Officials from Kam Air airlines on Thursday said the company is still struggling to resume normal flights after nine of its foreign employees were killed in the Taliban attack on the Intercontinental Hotel 12 days ago.

Local flights to provinces have not yet been resumed but regional flights to some international destinations including New Delhi, Istanbul, Ankara, Almaty and Tashkent have started up again.

Company officials have said government has not done anything to help the company which has sustained huge losses. The incident has also had a huge impact on the morale of the staff, officials said.


According to a Kam Air director, the airline carried out 40 flights a day prior to the attack. Now however the number of flights has dropped to only 15.

“The foreign pilots who were working with us weren’t only pilots, but also trainers, we brought them not only to fly, but also to train our youths, we wanted to take advantage of their expertise,” said Samad Osman Samadi, CEO of Kam Air.

The company says that before the attack 60 foreigners worked for the airline but since the siege only about 12 remain.
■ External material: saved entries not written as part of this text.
PR #552, opened 2025-05-27
Allow Loupe v0.12

Toflar:
Not sure what else is needed, the API is identical 😊

### DIFF
--- a/packages/seal-loupe-adapter/composer.json
+++ b/packages/seal-loupe-adapter/composer.json
@@ -29,7 +29,7 @@
     "require": {
         "php": "^8.1",
         "cmsig/seal": "^0.9",
-        "loupe/loupe": "^0.11",
+        "loupe/loupe": "^0.12",
         "psr/container": "^1.0 || ^2.0"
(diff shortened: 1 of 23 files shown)


packages/seal-loupe-adapter/composer.json
```diff
@@ -29,7 +29,7 @@
     "require": {
         "php": "^8.1",
         "cmsig/seal": "^0.9",
-        "loupe/loupe": "^0.11",
+        "loupe/loupe": "^0.12",
```
alexander-schranz, line 32:
```suggestion
        "loupe/loupe": "^0.11 || ^0.12",
```

would add it as additional if there is no breaking change.

PS: `composer update` need to be run to update the lock files.

Toflar: I will need to raise the minimum to 0.12 anyway for https://github.com/PHP-CMSIG/search/pull/551 so I'd prefer to do it here not to pollute the PR with useless diffs :)

PR #561, opened 2025-06-18
Add support for counting documents in index (BC Break  ⚠️)

Toflar:
Because this is a BC break, this shouldn't go to 0.9 but I would need a target branch then 😊 

Example:

```php
if ($this->engine->countDocuments('my_index') > 0) {
     // show search
}
```

## BC Breaks

The `EngineInterface` and `SearcherInterface` changed and require each additional method now if you did use them:

```diff
class YourClass implements EngineInterface {
    // ...
    
+    public function countDocuments(string $index): int
+    {
+        return $this->decoratedEngine->countDocuments($index);
+    }
}
```

```diff
class YourClass implements SearcherInterface {
    // ...
    
+    public function count(Index $index): int
+    {
+        // implement counting
+    }
}
```

Most project not decorating or using the interfaces are not effected by this BC-break and can update without any changes.


Toflar:
@alexander-schranz not sure how to test this properly because the statistics are very often not live (e.g. for Meilisearch) - hence it fails if you do not wait long enough.

alexander-schranz:
@Toflar interesting. Thought the stats should be uptodate after the task is complete 🤔

I'm thinking of to add a helper method to the AbstractTestCases which can be overwritten by the specific adapter test classes.

```php
protected function waitForStats(): void
{
   // some adapters can overwrite this method to wait until some tasks are finished.
}
```

```diff
   public function testCount(): void
    {
        $schema = self::getSchema();
        $this->assertSame(0, self::$searcher->count($schema->indexes[TestingHelper::INDEX_COMPLEX]));

        $documents = TestingHelper::createComplexFixtures();

        foreach ($documents as $document) {
            self::$taskHelper->tasks[] = self::$indexer->save(
                $schema->indexes[TestingHelper::INDEX_COMPLEX],
                $document,
                ['return_slow_promise_result' => true],
            );
        }
        self::$taskHelper->waitForAll();
+       $this->waitForStats();

        $this->assertSame(4, self::$searcher->count($schema->indexes[TestingHelper::INDEX_COMPLEX]));

        foreach ($documents as $document) {
            self::$taskHelper->tasks[] = self::$indexer->delete(
                $schema->indexes[TestingHelper::INDEX_COMPLEX],
                $document['uuid'],
                ['return_slow_promise_result' => true],
            );
        }
        self::$taskHelper->waitForAll();
    }
```

Could think of that we in case of meilisearch check if `isIndexing` is false? https://www.meilisearch.com/docs/reference/api/stats

What you think?

packages/seal/src/Testing/AbstractAdapterTestCase.php
```diff
@@ -93,6 +93,8 @@ public function testDocument(): void
         $task = $engine->createSchema(['return_slow_promise_result' => true]);
         $task->wait();
 
+        $this->assertSame(0, $engine->countDocuments(TestingHelper::INDEX_COMPLEX));
```
alexander-schranz: would remove this from the `testDocument` test and move into an own `countDocuments` test.

alexander-schranz: Makes implement new adapters easier, as I mosly start with simple implementation for testDocument case when creating a new adapter and want not tackle count in the same step.

Toflar: Done 👍

Toflar:
> What you think?

Hmm, I noticed that maybe something with the testsuite is wrong in general?

1. `cd packages/seal-meilisearch-adapter`
2. `docker compose up -d`
3. `vendor/bin/phpunit` <-- runs all the tests and `MeilisearchSearcherTest::testCount` fails ❌ 

However, if I run

`vendor/bin/phpunit --filter MeilisearchSearcherTest::testCount` it passes ✅ 

Maybe some other test does not properly reset which would be a bug in the current branch already? Independently of this PR?

alexander-schranz:
Good catch, I merged #563 you can rebase this one.

Toflar:
I'm giving up on fixing those tests.

packages/seal/src/Testing/AbstractAdapterTestCase.php
```diff
@@ -37,6 +37,9 @@ protected function setUp(): void
 
     protected function tearDown(): void
     {
+        $task = self::getEngine()->dropSchema(['return_slow_promise_result' => true]);
+        $task->wait();
```
alexander-schranz:
```suggestion
        try {
            $task = self::getEngine()->dropSchema(['return_slow_promise_result' => true]);
            $task->wait();
        } catch (\Exception) {
            // ignore eventuell not existing indexes to drop
        }
```

alexander-schranz:
@Toflar you were so close 🤏

packages/seal-redisearch-adapter/src/RediSearchSearcher.php
```diff
@@ -39,6 +39,13 @@ public function __construct(
         );
     }
 
+    public function count(Index $index): int
+    {
+        $info = $this->client->rawCommand('FT.INFO', $index->name);
+
+        return (int) $info[9] ?? 0;
```
alexander-schranz: I will have a look at this. Redis is here really tricky about different versions and where things are returned.

alexander-schranz:
@toflar do you want to add a section about counting to the docs here: https://php-cmsig.github.io/search/search-and-filters/index.html#distinct-fields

“We are not conducting flights to provinces, the planes which we leased are no longer available; it takes time to rent planes, but it is not certain whether they (foreign companies) are prepared to come to Afghanistan or not,” added Samadi.

Meanwhile, officials of the Afghanistan Chamber of Commerce and Industries (ACCI) have said that rising threats have damaged foreign and domestic investment in the country.

“If a company is not supported, it will collapse, there are taxes imposed on them by government and this is a serious problem,” said ACCI deputy chairman Khan Jan Alokozai.

Kam Air is however negotiating with some countries to lease aircraft in order to resume normal operations.

Two weeks ago, five Taliban attackers stormed the Intercontinental Hotel in Kabul killing dozens of guests including 14 foreign nationals.

flash8
4th Feb 2018, 19:08
The crew tried to stay on the aircraft to over night (sensible!).

Perhaps one of the few safer places to be, although no guarantee even then.

I am based often in Tashkent (Uzbekistan, bordering Afghanistan) and have to say it is an extremely safe country for Westerners, and I speak from fifteen years experience. My two months in Karachi in 2008 started with a US Embassy briefing where the guy lecturing us warned us just how easy it was to have your throat cut. That woke me up.

Afghanistan, Pakistan are failed states - if asked to go - please - just say NO.

krismiler
5th Feb 2018, 04:56
Similar incident with a FlyDubai crew in Iraq who wanted to stay at the airport but were forced to go into town. In Lagos, crew routinely have an armed escort to and from their hotel and can’t go outside.